Regular Exercise and Healthy Habits

Getting exercise daily and quitting smoking, along with a healthy diet may help you avoid symptoms as well. Overall wellness discourages urinary tract infections and similar problems.

Whatever course of treatment you decide on, know that you are not alone. Many people experiencing overactive bladder also suffer from embarrassment and frustration. Your life plans may be impacted, including vacations, nights out, visits with family, and more. Know that help is available, and seek assistance for yourself.

There are support groups which offer a comfortable place to share your concerns, learn coping strategies, and keep you motivated. You can also get feedback about methods and treatments that you may not have tried, and see how they have worked (or not worked) for other members of your community.

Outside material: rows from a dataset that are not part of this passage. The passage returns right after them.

PR #1061, opened 2026-06-23
Allow for per-output send-enabled in xbgpu

amishatishpatel:
Specifically add this to the `--beam` and `--corrprod` command-line CSVs.

Also, tweak the unit tests accordingly to either maintain previous functionality
or test the updated configuration syntax.

Re: The two unchecked points below
- I'm not entirely sure if the **design** has changed, and
- Similarly, I'm not sure where the line is to declare and _Interface change_ between product controller and engine.

Checklist (if not applicable, edit to add `(N/A)` and mark as done):

- [x] (n/a) If dependencies are added/removed: update `pyproject.toml` and `.pre-commit-config.yaml`.
- [x] (n/a) If new source files are added: add copyright notices dated with the current year.
- [x] (n/a) If qualification tests are changed: attach or link to a sample qualification report.
- [x] If design has changed: ensure documentation is up to date.
- [x] (n/a) If ICD-defined sensors have been added: update `fake_servers.py` in katsdpcontroller to match.
- [x] (n/a) If the interface between the product controller and an engine has changed, update the
      VERSION constant for the engine (update the major number if sensors/requests have been
      removed/changed, minor number if only backwards-compatible changes have been done).
      Also, update doc/control.rst with the new version.

Closes NGC-1990.

PR #1071, opened 2026-07-27
Update send enabled usages for correlator startup

amishatishpatel:
As per @bmerry's comment on NGC-1990, this PR ensures both `scratch/sim_correlator.py` and
the qualification tests are updated according to #1061 and https://github.com/ska-sa/katsdpcontroller/pull/845

Leaving this as draft as I still need to run do a full qualification run with the branch in its current state.

@EatonEmmerich mainly an FYI in the hopes I haven't made your life more difficult with whatever you're working on.

- [x] If qualification tests are changed: attach or link to a sample qualification report - https://jenkins.cbf.kat.ac.za/job/qualification_katgpucbf_lab/627/ (PDF report is too large for GitHub)
- [x] If design has changed: ensure documentation is up to date --> This has been updated in #1061.

Contributes to: NGC-1990.

### DIFF
--- a/qualification/conftest.py
+++ b/qualification/conftest.py
@@ -428,7 +428,23 @@ async def cbf_cache(pytestconfig: pytest.Config) -> AsyncGenerator[CBFCache, Non
 
 
 @pytest.fixture
-async def capture_start_streams(request: pytest.FixtureRequest, cbf_config: dict) -> list[str]:
+async def capture_stop_streams(cbf_config: dict, vlbi: bool) -> list[str]:
+    """List of streams for which capture-stop will automatically be issued."""
+    out = []
+    for name, conf in cbf_config["outputs"].items():
+        if conf["type"] in _CAPTURE_TYPES:
+            out.append(name)
+
+    if vlbi:
+        vlbi_config = cbf_config["outputs"]["tied-array-resampled-voltage"]
+        for beam_stream in vlbi_config["src_streams"]:
+            logger.info(f"Beam {beam_stream} required for VLBI")
+            out.remove(beam_stream)
+    return out
+
+
+@pytest.fixture
+async def capture_start_streams(request: pytest.FixtureRequest, capture_stop_streams: list[str]) -> list[str]:
     """List of streams for which capture-start will automatically be issued."""
     no_capture_start: set[str] = set()
     for marker in request.node.iter_markers("no_capture_start"):
@@ -437,8 +453,8 @@ async def capture_start_streams(request: pytest.FixtureRequest, cbf_config: dict
         no_capture_start.update(marker.args)
 
     out = []
-    for name, conf in cbf_config["outputs"].items():
-        if name not in no_capture_start and conf["type"] in _CAPTURE_TYPES:
+    for name in capture_stop_streams:
+        if name not in no_capture_start:
             out.append(name)
     return out
 
@@ -527,6 +543,7 @@ async def cbf(
     cbf_mode_config: dict,
     core_allocator: CoreAllocator,
     capture_start_streams: list[str],
+    capture_stop_streams: list[str],
     tied_array_channelised_voltage_receive_streams: list[str],
     pdf_report: Reporter,
 ) -> AsyncGenerator[CBFRemoteControl, None]:
@@ -588,9 +605,8 @@ async def cbf(
 
     yield cbf
 
-    for name, conf in cbf.config["outputs"].items():
-        if conf["type"] in _CAPTURE_TYPES:
-            await pcc.request("capture-stop", name)
+    for name in capture_stop_streams:
+        await pcc.request("capture-stop", name)
 
 
 @pytest.fixture
--- a/qualification/conftest.py
+++ b/qualification/conftest.py
@@ -436,10 +436,11 @@ async def capture_stop_streams(cbf_config: dict, vlbi: bool) -> list[str]:
             out.append(name)
 
     if vlbi:
-        vlbi_config = cbf_config["outputs"]["tied-array-resampled-voltage"]
-        for beam_stream in vlbi_config["src_streams"]:
-            logger.info(f"Beam {beam_stream} required for VLBI")
-            out.remove(beam_stream)
+        for conf in cbf_config["outputs"].values():
+            if conf["type"].startswith("gpucbf."):
+                presence_filter = filter(lambda src_stream: src_stream in out, conf["src_streams"])
+                for stream in presence_filter:
+                    out.remove(stream)
     return out
 
 
--- a/qualification/conftest.py
+++ b/qualification/conftest.py
@@ -428,19 +428,17 @@ async def cbf_cache(pytestconfig: pytest.Config) -> AsyncGenerator[CBFCache, Non
 
 
 @pytest.fixture
-async def capture_stop_streams(cbf_config: dict, vlbi: bool) -> list[str]:
+async def capture_stop_streams(cbf_config: dict) -> list[str]:
     """List of streams for which capture-stop will automatically be issued."""
     out = []
     for name, conf in cbf_config["outputs"].items():
         if conf["type"] in _CAPTURE_TYPES:
             out.append(name)
 
-    if vlbi:
-        for conf in cbf_config["outputs"].values():
-            if conf["type"].startswith("gpucbf."):
-                presence_filter = filter(lambda src_stream: src_stream in out, conf["src_streams"])
-                for stream in presence_filter:
-                    out.remove(stream)
+    for conf in cbf_config["outputs"].values():
+        for stream in conf.get("src_streams", []):
+            if stream in out:
+                out.remove(stream)
     return out
 
 
--- a/qualification/tied_array_channelised_voltage/test_steady_state.py
+++ b/qualification/tied_array_channelised_voltage/test_steady_state.py
@@ -14,22 +14,7 @@
 # limitations under the License.
 ################################################################################
 
-"""Test capture-start following state change requests.
-
-.. note::
-
-    capture-start requests cannot be issued to tied-array-channelised-voltage
-    streams that feed tied-array-resampled-voltage (VLBI) streams.
-    :meth:`._test_capture_start` filters out any such streams from the list
-    to which capture-start requests are issued.
-
-    Due to the way the CBF config is generated, tied-array-channelised-voltage-{0x, 0y}
-    are always used as src_streams for a tied-array-resampled-voltage stream. These two
-    beam streams are always first in the list of stream names for a
-    :class:`.TiedArrayChannelisedVoltageReceiver`. As a result, the tests herein only
-    only issue state change requests to the last beam stream, which is guaranteed to
-    not be a src_stream for any tied-array-resampled-voltage stream.
-"""
+"""Test capture-start following state change requests."""
 
 import asyncio
 from collections.abc import Awaitable, Callable
@@ -43,9 +28,28 @@ from ..cbf import CBFRemoteControl
 from ..recv import TiedArrayChannelisedVoltageReceiver
 
 
+@pytest.fixture
+def streams_in_use(
+    receive_tied_array_channelised_voltage: TiedArrayChannelisedVoltageReceiver, capture_stop_streams: list[str]
+) -> list[str]:
+    """The streams that are both in the receiver and in `capture_stop_streams`."""
+    return sorted(list(set(receive_tied_array_channelised_voltage.stream_names) & set(capture_stop_streams)))
+
+
+@pytest.fixture
+def stream_index_under_test(
+    streams_in_use: list[str],
+    receive_tied_array_channelised_voltage: TiedArrayChannelisedVoltageReceiver,
+    stream_index_in_use: int = 0,
+) -> int:
+    """Index of the first stream in `streams_in_use` in the receiver."""
+    return receive_tied_array_channelised_voltage.stream_names.index(streams_in_use[stream_index_in_use])
+
+
 async def _test_capture_start(
     cbf: CBFRemoteControl,
     receiver: TiedArrayChannelisedVoltageReceiver,
+    streams_in_use: list[str],
     pdf_report: Reporter,
     prepare: Callable[[], Awaitable],
 ) -> np.ndarray:
@@ -54,6 +58,13 @@ async def _test_capture_start(
     Each test provides a callback that issues a request to the product
     controller. The received data is returned for the test to do
     verification.
+
+    capture-start requests cannot be issued to tied-array-channelised-voltage
+    streams that feed tied-array-resampled-voltage (VLBI) streams. `streams_in_use`
+    is filtered to exclude such streams.
+
+    The tests are run with the assumption that the first stream in `streams_in_use`
+    is the stream under test.
     """
     pcc = cbf.product_controller_client
 
@@ -69,7 +80,7 @@ async def _test_capture_start(
     pdf_report.step("Wait for injected signal to reach XB-engines Tx.")
     # Only need to query one stream, since it's the same engine backing
     # all of them.
-    stream_name = receiver.stream_names[0]
+    stream_name = streams_in_use[0]
     for _ in range(30):
         tasks = []
         async with asyncio.TaskGroup() as tg:
@@ -88,17 +99,9 @@ async def _test_capture_start(
     await prepare()
 
     pdf_report.step("Capture and verify output")
-    # Make a copy of this list as the metohd (and its fixtures) are reused between tests
-    capture_start_streams = receiver.stream_names.copy()
-    # Note: If CBF has a VLBI stream, we cannot issue ?capture-start to its
-    # src beam streams.
-    vlbi_config = cbf.config["outputs"].get("tied-array-resampled-voltage", None)
-    if vlbi_config is not None:
-        for src_beam_stream in vlbi_config["src_streams"]:
-            capture_start_streams.remove(src_beam_stream)
 
     async with asyncio.TaskGroup() as tg:
-        for stream in capture_start_streams:
+        for stream in streams_in_use:
             tg.create_task(pcc.request("capture-start", stream))
     # We use dsim_timestamp as a minimum to ensure that we're not receiving
     # data from a *previous* capture-start/stop.
@@ -111,6 +114,8 @@ async def _test_capture_start(
 async def test_beam_quant_gains_capture_start(
     cbf: CBFRemoteControl,
     receive_tied_array_channelised_voltage: TiedArrayChannelisedVoltageReceiver,
+    streams_in_use: list[str],
+    stream_index_under_test: int,
     pdf_report: Reporter,
 ) -> None:
     """Test that beam-quant-gains issued before capture-start is not delayed.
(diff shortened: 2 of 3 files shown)


amishatishpatel:
I'm not sure why it's still showing 13 files changed. When you do have a look, please only review the first and last commit shown here.

qualification/tied_array_channelised_voltage/test_steady_state.py
```diff
@@ -14,7 +14,22 @@
...
+    streams that feed tied-array-resampled-voltage (VLBI) streams.
+    :meth:`._test_capture_start` filters out any such streams from the list
+    to which capture-start requests are issued.
+
+    Due to the way the CBF config is generated, tied-array-channelised-voltage-{0x, 0y}
+    are always used as src_streams for a tied-array-resampled-voltage stream. These two
+    beam streams are always first in the list of stream names for a
+    :class:`.TiedArrayChannelisedVoltageReceiver`. As a result, the tests herein only
+    only issue state change requests to the last beam stream, which is guaranteed to
+    not be a src_stream for any tied-array-resampled-voltage stream.
```
amishatishpatel: If I'm completely honest, I'm not overly happy with this story I've had to spin here. I had moved to using separate fixture that had VLBI src-streams filtered out, but then pytest started complaining about "recursive dependency involving fixture `cbf` detected".

I opted for annoying you all with this instead of delving into that error (for now). I know this relies on quite a few assumptions, but it felt like the simpler of two evils right now.

As always, happy to change/overhaul to be a bit less... hardcoded.

amishatishpatel: Also, slightly related, I was planning on tweaking the [tacv-receive-streams fixture](https://github.com/ska-sa/katgpucbf/blob/main/qualification/conftest.py#L499-L508) to subscribe to the "last _n_" streams, rather than the "first _n_" - if that makes sense
- i.e. `stream_names[:max_streams]` --> `stream_names[-max_streams:]`

Although that would've likely had unintended side-effects if/when a test specifically needed beams 0x and 0y.

amishatishpatel:
Oh dear, the qualification run in the lab has failed, and probably points to me needing to address that naive method of updating which beam stream gets the ?beam requests
- https://jenkins.cbf.kat.ac.za/job/qualification_katgpucbf_lab/624/testReport/

qualification/tied_array_channelised_voltage/test_steady_state.py
```diff
@@ -14,7 +14,22 @@
...
+    capture-start requests cannot be issued to tied-array-channelised-voltage
+    streams that feed tied-array-resampled-voltage (VLBI) streams.
+    :meth:`._test_capture_start` filters out any such streams from the list
+    to which capture-start requests are issued.
+
+    Due to the way the CBF config is generated, tied-array-channelised-voltage-{0x, 0y}
+    are always used as src_streams for a tied-array-resampled-voltage stream. These two
+    beam streams are always first in the list of stream names for a
+    :class:`.TiedArrayChannelisedVoltageReceiver`. As a result, the tests herein only
+    only issue state change requests to the last beam stream, which is guaranteed to
```
EatonEmmerich:
```suggestion
    :class:`.TiedArrayChannelisedVoltageReceiver`. As a result, the tests herein only
    issue state change requests to the last beam stream, which is guaranteed to
```

qualification/tied_array_channelised_voltage/test_steady_state.py
```diff
@@ -73,8 +88,17 @@ async def _test_capture_start(
     await prepare()
 
     pdf_report.step("Capture and verify output")
+    # Make a copy of this list as the metohd (and its fixtures) are reused between tests
```
EatonEmmerich:
```suggestion
    # Make a copy of this list as the method (and its fixtures) are reused between tests
```

qualification/tied_array_channelised_voltage/test_steady_state.py
```diff
@@ -73,8 +88,17 @@ async def _test_capture_start(
...
+    capture_start_streams = receiver.stream_names.copy()
+    # Note: If CBF has a VLBI stream, we cannot issue ?capture-start to its
+    # src beam streams.
```
EatonEmmerich: Question: Could we no just issue a capture start, and if the response error is "already capturing" ignore the error?

qualification/conftest.py
```diff
@@ -428,7 +428,23 @@ async def cbf_cache(pytestconfig: pytest.Config) -> AsyncGenerator[CBFCache, Non
...
+    out = []
+    for name, conf in cbf_config["outputs"].items():
+        if conf["type"] in _CAPTURE_TYPES:
+            out.append(name)
+
+    if vlbi:
+        vlbi_config = cbf_config["outputs"]["tied-array-resampled-voltage"]
+        for beam_stream in vlbi_config["src_streams"]:
+            logger.info(f"Beam {beam_stream} required for VLBI")
+            out.remove(beam_stream)
```
EatonEmmerich: Question: Wouldn't the capture stop work if we simply enforced order of stopping instead (ie. stop vlbi stream before stopping tacv?)

qualification/conftest.py
```diff
@@ -428,7 +428,23 @@ async def cbf_cache(pytestconfig: pytest.Config) -> AsyncGenerator[CBFCache, Non
...
-async def capture_start_streams(request: pytest.FixtureRequest, cbf_config: dict) -> list[str]:
+async def capture_stop_streams(cbf_config: dict, vlbi: bool) -> list[str]:
+    """List of streams for which capture-stop will automatically be issued."""
+    out = []
+    for name, conf in cbf_config["outputs"].items():
+        if conf["type"] in _CAPTURE_TYPES:
+            out.append(name)
+
+    if vlbi:
+        vlbi_config = cbf_config["outputs"]["tied-array-resampled-voltage"]
```
bmerry: This is hard-coding an assumption about how many VLBI streams we have and what they're called. Let's generalise it:
- Iterate over `cbf_config["outputs"].items()` again.
- For each item, remove all its source streams from `out` (if they're present).

qualification/conftest.py
bmerry: If for some reason we had two VLBI streams using the same beam, this would attempt to remove it from `out` twice, and the second time would raise ValueError.

scratch/sim_correlator.py
```diff
@@ -336,7 +339,8 @@ def main(argv: Sequence[str] | None = None) -> int:
             f.write("\n")  # json.dump doesn't write a final newline
         return 0
     else:
-        return asyncio.run(issue_config(args.controller, args.port, args.name, config))
+        # Pass a boolean that indicates VLBI or not
```
bmerry: That is a bit of a useless comment. The code already tells you that.

scratch/sim_correlator.py
```diff
@@ -315,6 +315,9 @@ async def issue_config(host: str, port: int, name: str, config: dict) -> int:
         product_client = await aiokatcp.Client.connect(product_host, product_port)
         for output_name, output in config["outputs"].items():
             if output["type"] in CAPTURE_START_TYPES:
+                if has_vlbi and "narrow0-tied-array-channelised-voltage" in output_name:
+                    # vgpu src-streams are pre-enabled by katsdpcontroller
+                    continue
```
bmerry: I'd prefer to make this more generic again: for every output stream whose type starts with `gpucbf.` (so as to exclude the SDP streams), remove all its source streams from a list of streams to start.

qualification/tied_array_channelised_voltage/test_steady_state.py
bmerry: I agree, it's not that pretty.

You don't necessarily need a separate fixture to hold the filtered stream list. It could just be an attribute on CBFRemoteControl that is populated by CBFRemoteControl.connect.

Alternatively, you have a `capture_stop_streams` fixture which contains all the streams that would normally be started. You could just take the intersection between that and `receiver.stream_names` to get the list of streams to start for the receiver.

qualification/tied_array_channelised_voltage/test_steady_state.py
bmerry: Typo "metohd"

qualification/tied_array_channelised_voltage/test_steady_state.py
```diff
@@ -14,7 +14,22 @@
...
 
-"""Test capture-start following state change requests."""
+"""Test capture-start following state change requests.
+
+.. note::
+
+    capture-start requests cannot be issued to tied-array-channelised-voltage
+    streams that feed tied-array-resampled-voltage (VLBI) streams.
+    :meth:`._test_capture_start` filters out any such streams from the list
+    to which capture-start requests are issued.
```
bmerry: This note sounds like it belongs on the `_test_capture_start` function.

qualification/tied_array_channelised_voltage/test_steady_state.py
```diff
@@ -14,7 +14,22 @@
...
 ################################################################################
 
-"""Test capture-start following state change requests."""
+"""Test capture-start following state change requests.
+
+.. note::
+
+    capture-start requests cannot be issued to tied-array-channelised-voltage
+    streams that feed tied-array-resampled-voltage (VLBI) streams.
+    :meth:`._test_capture_start` filters out any such streams from the list
```
bmerry: It's a function, not a method.

qualification/tied_array_channelised_voltage/test_steady_state.py
```diff
@@ -101,10 +125,10 @@ async def test_beam_quant_gains_capture_start(
     async def prepare() -> None:
         pdf_report.step("Send request.")
         pdf_report.detail("Set beam-quant-gains to 0 on first beam.")
```
bmerry: Comment is out of date.

qualification/tied_array_channelised_voltage/test_steady_state.py
```diff
@@ -188,5 +188,5 @@ async def prepare() -> None:
     # We use data[2] instead of data[1], because data[1] is the other
```
bmerry: This comment is out of date.

bmerry (changes requested):

qualification/tied_array_channelised_voltage/test_steady_state.py
```diff
@@ -43,9 +28,28 @@
 from ..recv import TiedArrayChannelisedVoltageReceiver
 
 
+@pytest.fixture
+def streams_in_use(
+    receive_tied_array_channelised_voltage: TiedArrayChannelisedVoltageReceiver, capture_stop_streams: list[str]
+) -> list[str]:
+    """The streams that are both in the receiver and in `capture_stop_streams`."""
+    return sorted(list(set(receive_tied_array_channelised_voltage.stream_names) & set(capture_stop_streams)))
```
bmerry: AFAIK `sorted` takes any iterable, so you don't need to force it to a list first.

qualification/tied_array_channelised_voltage/test_steady_state.py
```diff
@@ -43,9 +28,28 @@
...
+
+
+@pytest.fixture
+def stream_index_under_test(
+    streams_in_use: list[str],
+    receive_tied_array_channelised_voltage: TiedArrayChannelisedVoltageReceiver,
+    stream_index_in_use: int = 0,
```
bmerry: Having a default for an argument to a fixture doesn't seem to make sense to me: unless you're also calling this as a regular function (which it doesn't seem you are) it's just a constant pretending to be an argument. I'd just hard-code the 0 into the body (that's what the docstring claims the function does anyway).

qualification/tied_array_channelised_voltage/test_steady_state.py
```diff
@@ -179,14 +192,16 @@ async def test_beam_delays_capture_start(
...
-    # tolerance allows for some rounding error plus dithered quantisation.
-    np.testing.assert_allclose(data[-1], -data[-3], atol=2)
+        await cbf.product_controller_client.request("beam-delays", streams_in_use[0], *delays)
+
+    data = await _test_capture_start(cbf, receiver, streams_in_use, pdf_report, prepare)
+    assert (
+        np.sum(data[stream_index_under_test] != 0) >= data[stream_index_under_test].size // 2
+    )  # Should be mostly non-zero
+    # We use a data subset two indices over because the immediate neighbour
+    # is the other polarisation and so experiences different F-engine dithering.
```
bmerry, line 203: This might index off the end of the array: the implementation of `tied_array_channelised_voltage_receive_streams` only requires that we have 2 dual-pol beams (4 tacv streams). If streams 0 and 1 are used for VLBI, then `stream_index_under_test` will be 2 and `stream_index_under_test + 2` will be 4.

I don't think the test requires that the reference beam is part of streams_in_use i.e. it's fine if it's a beam used for VLBI. So if `stream_index_under_test >= 2` then we could use `stream_index_under_test - 2` instead.

qualification/conftest.py
```diff
@@ -428,7 +428,24 @@ async def cbf_cache(pytestconfig: pytest.Config) -> AsyncGenerator[CBFCache, Non
...
+        if conf["type"] in _CAPTURE_TYPES:
+            out.append(name)
+
+    if vlbi:
+        for conf in cbf_config["outputs"].values():
+            if conf["type"].startswith("gpucbf."):
+                presence_filter = filter(lambda src_stream: src_stream in out, conf["src_streams"])
+                for stream in presence_filter:
+                    out.remove(stream)
+    return out
```
bmerry: Since you're already using a loop, you may as well just do the filtering inside the loop, and it'll be easier to follow:
```suggestion
                for stream in conf["src_streams"]:
                    if stream in out:
                        out.remove(stream)
    return out
```

qualification/conftest.py
```diff
@@ -428,7 +428,24 @@ async def cbf_cache(pytestconfig: pytest.Config) -> AsyncGenerator[CBFCache, Non
...
 @pytest.fixture
-async def capture_start_streams(request: pytest.FixtureRequest, cbf_config: dict) -> list[str]:
+async def capture_stop_streams(cbf_config: dict, vlbi: bool) -> list[str]:
+    """List of streams for which capture-stop will automatically be issued."""
+    out = []
+    for name, conf in cbf_config["outputs"].items():
+        if conf["type"] in _CAPTURE_TYPES:
+            out.append(name)
+
+    if vlbi:
```
bmerry: No need for `if vlbi` any more; this should be valid in general.

scratch/sim_correlator.py
```diff
@@ -313,13 +314,20 @@ async def issue_config(host: str, port: int, name: str, config: dict, has_vlbi:
...
-                    continue
-                print(f"Enabling {output_name} transmission...")
-                await product_client.request("capture-start", output_name)
+            if output["type"] in GPUCBF_DATA_STREAMS:
+                capture_start_streams.append(output_name)
+                src_streams.extend(output["src_streams"])
+
+        for output_name, output in config["outputs"].items():
+            if output["type"].startswith("gpucbf.") and output_name in src_streams:
+                capture_start_streams.remove(output_name)
```
bmerry: I think this could try to remove an element from capture_start_streams twice if it was used twice.

scratch/sim_correlator.py
```diff
@@ -39,7 +39,8 @@
 from katgpucbf.meerkat import BANDS
 
 #: Stream types for which ``?capture-start`` is valid
-CAPTURE_START_TYPES = {
+GPUCBF_DATA_STREAMS = {
+    "gpucbf.antenna_channelised_voltage",
```
bmerry: I see what you're trying to do, but you've missed a subtlety: gpucbf.antenna_channelised_voltage streams are not allowed to be stopped (or started), even if they have no downstream consumers. So running `sim_correlator.py --last-stage f` will probably go wrong now.

bmerry (changes requested):

qualification/conftest.py
amishatishpatel: You know, I was doing something vastly similar (if not exactly the same) and started thinking it's becoming too nested.

Updating now.

scratch/sim_correlator.py
amishatishpatel: Indeed indeed. Although, for the record, I was confusing the `capture_start_streams` with the list of all `src_streams`
- That is, I got to a point thinking `capture_start_streams` would have all the dsim streams in there
- But seeing as we pre-populate with all X, B and V streams, that avoids that problem/concern

scratch/sim_correlator.py
amishatishpatel: Sorry yeah I was wondering about that too. I've updated to use the same approach as in `qualification/conftest.py`

qualification/conftest.py
```diff
@@ -428,7 +428,22 @@ async def cbf_cache(pytestconfig: pytest.Config) -> AsyncGenerator[CBFCache, Non
...
-async def capture_start_streams(request: pytest.FixtureRequest, cbf_config: dict) -> list[str]:
+async def capture_stop_streams(cbf_config: dict) -> list[str]:
+    """List of streams for which capture-stop will automatically be issued."""
+    out = []
+    for name, conf in cbf_config["outputs"].items():
+        if conf["type"] in _CAPTURE_TYPES:
+            out.append(name)
+
+    for conf in cbf_config["outputs"].values():
+        for stream in conf.get("src_streams", []):
```
amishatishpatel, line 439: I realised why I did this under a `.startswith("gpucbf.")`
- digitiser streams don't have a `src_streams` attribute

amishatishpatel:
Should be done in the next 30 mins
- https://jenkins.cbf.kat.ac.za/job/qualification_katgpucbf_lab/635/console

scratch/sim_correlator.py
```diff
@@ -315,15 +314,14 @@ async def issue_config(host: str, port: int, name: str, config: dict) -> int:
...
-                src_streams.extend(output["src_streams"])
-
-        for output_name, output in config["outputs"].items():
-            if output["type"].startswith("gpucbf.") and output_name in src_streams:
-                capture_start_streams.remove(output_name)
+        for name, conf in config["outputs"].items():
+            if conf["type"] in CAPTURE_START_TYPES:
+                capture_start_streams.append(name)
+
+        for conf in config["outputs"].values():
```
bmerry, line 317: Here you do need to check if it startswith `gpucbf.`, because otherwise when specifying `--last-stage ingest` we'll remove the baseline-correlation-products stream from capture_start_streams.

bmerry (changes requested):

bmerry (approved):

EatonEmmerich (commented):
I realize only now I never submitted the comments, sorry about that.

qualification/tied_array_channelised_voltage/test_steady_state.py
amishatishpatel: If I'm honest, I did think about this approach as well. Un/Fortunately, there are a couple different scenarios where the root method (`capture_start_stop`) could raise a `FailReply(...)` - i.e. not just for this case
- https://github.com/ska-sa/katsdpcontroller/blob/NGC-1990-per-output-send-enabled/src/katsdpcontroller/product_controller.py#L1583-L1642

In that case, we'd have to match exactly against the error/exception message, which is... not great.

qualification/conftest.py
amishatishpatel: Hmmmm, that's probably a fair point. Just thinking out aloud, I recall something Bruce put into [V-engine documentation](https://katgpucbf.readthedocs.io/en/latest/vgpu.design.html#reception) where
- vgpu may not be _transmitting_, but
- is still receiving data from its src streams (beams)

Either way, it's not a guarantee that we're "done with the V-engine" when we issue `?capture-stop` to it.

bmerry: That may have been a viable approach, but not the one I went for when I wrote the ICD. The ICD says it may not be stopped. I think that was largely for consistency with how F-engines work (those may not be stopped either), which in turn was done for consistency with the SKARAB correlator.

bmerry:
@EatonEmmerich has verbally confirmed that he's happy, so I'm going to merge this.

Additionally, you may find tips for easing the stress and anxiety of dealing with overactive bladder. The end goal of seeking support is to inspire you toward the best possible outcome for your own personal situation, and urge you toward optimal health. Educating your loved ones and those closest to you can help you establish your own personal network of caring and support. It should also help to ease your feelings of embarrassment and help you to get back to living!